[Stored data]
Content starts

PR #18374, opened 2024-07-17
Fixed #35606 -- Admin changelist broken for model instances with __html__ method.

Hisham-Pak:
# Trac ticket number

ticket-35606

# Branch description
Fixed a regression in 5.0, where if `__html__()` in model's instance contains unsafe characters, admin changelist might break.

# Checklist

### DIFF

Content ends

_What to produce_.
The answer must be an exact copy of every record above.

_Task solution_.
PR #18374, opened 2024-07-17
Fixed #35606 -- Admin changelist broken for model instances with __html__ method.

Hisham-Pak:
# Trac ticket number

ticket-35606

# Branch description
Fixed a regression in 5.0, where if `__html__()` in model's instance contains unsafe characters, admin changelist might break.

# Checklist

### DIFF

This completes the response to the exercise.